2016年4月の熊本地震で、大きな被害を受けた熊本城。被災からしばらくしてライトアップされた時には、県民に笑顔が戻りました。やはり熊本城は熊本のシンボルであり、県民のよりどころなのですね。

熊本地震で被害を受けた熊本城の宇土櫓(うとやぐら) Photo by Adobe Stock

その熊本城を築城したのが加藤清正です。地元では清正公(せいしょこ)さんと親しみを持って呼ばれています。加藤清正が肥後にやってきたのは天正16(1588)年で、慶長6(1601)年から築城を開始し、慶長12(1607)年に完成しています。清正流(せいしょうりゅう)と呼ばれる、石垣の上に望楼型の巨大な大天守、小天守、宇土櫓が揃った姿は、まさに圧巻です。

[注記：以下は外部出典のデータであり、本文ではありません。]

PR #1988, opened 2019-09-09
Implement verbose option for "rustup toolchain list"

### LINKED ISSUE #1479: rustup toolchain: print the path the the toolchain
On my system I have:
```
$ rustup toolchain list
stage1
```

One question I might ask is: "where are these toolchains on the filesystem"? Especially for the manually linked (using `rustup toolchain link`) toolchain `stage1`.

How about `rustup toolchain list -v` prints the toolchains with their paths?

Thanks!

BeniCheni:
This PR resolves #1479.

##### local test

```sh
→ rustup toolchain list -v
stable-x86_64-apple-darwin (default)	/Users/bchen/.rustup
nightly-2019-09-05-x86_64-apple-darwin	/Users/bchen/.rustup
nightly-x86_64-apple-darwin	/Users/bchen/.rustup
```

```sh
→ rustup toolchain list --verbose
stable-x86_64-apple-darwin (default)	/Users/bchen/.rustup
nightly-2019-09-05-x86_64-apple-darwin	/Users/bchen/.rustup
nightly-x86_64-apple-darwin	/Users/bchen/.rustup
```

```sh
→ rustup toolchain list -h
rustup-toolchain-list
List installed toolchains

USAGE:
    rustup toolchain list [FLAGS]

FLAGS:
    -h, --help       Prints help information
    -v, --verbose    Enable verbose output with toolchain infomation
```

### DIFF
--- a/src/cli/common.rs
+++ b/src/cli/common.rs
@@ -424,8 +424,13 @@ pub fn list_installed_components(toolchain: &Toolchain<'_>) -> Result<()> {
     Ok(())
 }
 
-pub fn list_toolchains(cfg: &Cfg) -> Result<()> {
+pub fn list_toolchains(cfg: &Cfg, is_verbose: bool) -> Result<()> {
     let toolchains = cfg.list_toolchains()?;
+    let toolchain_info = if is_verbose {
+        format!("\t{}", &cfg.rustup_dir.display())
+    } else {
+        String::from("")
+    };
 
     if toolchains.is_empty() {
         println!("no installed toolchains");
@@ -436,11 +441,11 @@ pub fn list_toolchains(cfg: &Cfg) -> Result<()> {
             } else {
                 ""
             };
-            println!("{}{}", &toolchain, if_default);
+            println!("{}{}{}", &toolchain, if_default, toolchain_info);
         }
     } else {
         for toolchain in toolchains {
-            println!("{}", &toolchain);
+            println!("{}{}", &toolchain, toolchain_info);
         }
     }
     Ok(())
--- a/src/cli/rustup_mode.rs
+++ b/src/cli/rustup_mode.rs
@@ -53,7 +53,7 @@ pub fn main() -> Result<()> {
         ("default", Some(m)) => default_(cfg, m)?,
         ("toolchain", Some(c)) => match c.subcommand() {
             ("install", Some(m)) => update(cfg, m)?,
-            ("list", Some(_)) => handle_epipe(common::list_toolchains(cfg))?,
+            ("list", Some(m)) => handle_epipe(toolchain_list(cfg, m))?,
             ("link", Some(m)) => toolchain_link(cfg, m)?,
             ("uninstall", Some(m)) => toolchain_remove(cfg, m)?,
             (_, _) => unreachable!(),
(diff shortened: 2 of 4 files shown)


src/cli/common.rs
```diff
@@ -432,8 +433,14 @@ pub fn list_installed_components(toolchain: &Toolchain<'_>) -> Result<()> {
     Ok(())
 }
 
-pub fn list_toolchains(cfg: &Cfg) -> Result<()> {
+pub fn list_toolchains(cfg: &Cfg, m: &ArgMatches<'_>) -> Result<()> {
```
kinnison: Rather than this, I'd prefer to see a wrapper function in `rustup_mode.rs` and this function take a `bool` for verbose mode.

(i.e. let's not leak our use of `clap` into this module file)

tests/cli-v1.rs
```diff
@@ -99,7 +99,23 @@ fn list_toolchains() {
...
+        expect_stdout_ok(
+            config,
+            &["rustup", "toolchain", "list", "-v"],
+            "beta-2015-01-01",
+        );
+        expect_stdout_ok(
+            config,
+            &["rustup", "toolchain", "list", "--verbose"],
+            "beta-2015-01-01",
+        );
```
kinnison: I don't really see anything in this suggesting that the verbose flag actually works, merely that it's not rejected by the command.  Could you augment the test to include at least the tab character so we can be somewhat confident that the verbosity is happening?  (Ditto that the tab is not present on a non-verbose listing)  Same applies to your cli-v2.rs changes.

kinnison (changes requested):
Mostly good, I'd like to see the use of `clap` not leaked into `common.rs` and the tests need a little more thought, but otherwise this is very close to mergeable.

Thank you very much for your contribution and I hope you have time to act on this feedback and provide an updated commit.

Please note that we don't like fixup commits in our history if we can avoid them; so either squash your updates into this commit, or be prepared to be asked to do so once we're happy the content is mergeable.

D.

BeniCheni:
Thank you for the feedback, @kinnison. Just a quick note to acknowledge the feedback. Will definitely find time to edit to update the PR.

BeniCheni:
Greeting @kinnison. Per suggestions, I've pushed the updates in a squashed commit to:

- used `toolchain_list` wrapper fn to avoid `clap` not leaked into `common.rs`
- updated `list_toolchains` tests in `cli-v1.rs` & `cli-v2.rs` to assert the tab character in the toolchain path, to ensure verbosity option are being invoked.

PTAL? Thanks.

BeniCheni:
Noticed failed tests in CI log. Will check and update accordingly.

src/cli/rustup_mode.rs
```diff
@@ -217,7 +217,17 @@ pub fn cli() -> App<'static, 'static> {
                 .setting(AppSettings::VersionlessSubcommands)
                 .setting(AppSettings::DeriveDisplayOrder)
                 .setting(AppSettings::SubcommandRequiredElseHelp)
-                .subcommand(SubCommand::with_name("list").about("List installed toolchains"))
+                .subcommand(
+                    SubCommand::with_name("list")
+                        .about("List installed toolchains")
+                        .arg(
+                            Arg::with_name("verbose")
+                                .help("Enable verbose output with toolchain infomation")
```
kinnison: Typo here `infomation` instead of `information`

kinnison (changes requested):
One tiny typo, I can fix it if you don't want to.

BeniCheni:
Thanks for catching the typo, @kinnison. Updated.

kinnison (approved):
:+1:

また、自然石を積み上げる近江国の専門集団「穴太衆(あのうしゅう)」が築いた石垣は武者返しと呼ばれ、上にいくほど反り返りがきつく、忍者でさえも引き返さざるをえなかったことから、その名があります。実際に武者返しを見ると、よくぞ自然石でこんなに見事な石垣ができるものだと感心させられます。熊本地震で被害を受けた石垣の修復にも、穴太衆の末裔の石工職人の方たちが協力されたそうです。

西郷軍の猛攻で本丸が焼ける

熊本城は西南戦争の際、新政府軍が籠城し、西郷軍の猛攻を受けて本丸の大部分が焼けましたが落城せず、さすが築城の名人・清正の作った城だと賞賛されました。熊本地震までは宇土櫓のほか12基の櫓が現存し、清正流と呼ばれる石垣もほぼ完全な形で残っていました。

また、平成24(2012)年には、熊本城築城400年を記念して本丸御殿が復元され、最も格式の高い昭君之間(しょうくんのま)も完成しました。これは豊臣秀吉の遺児である秀頼を熊本城に招き入れるための部屋であるといわれています。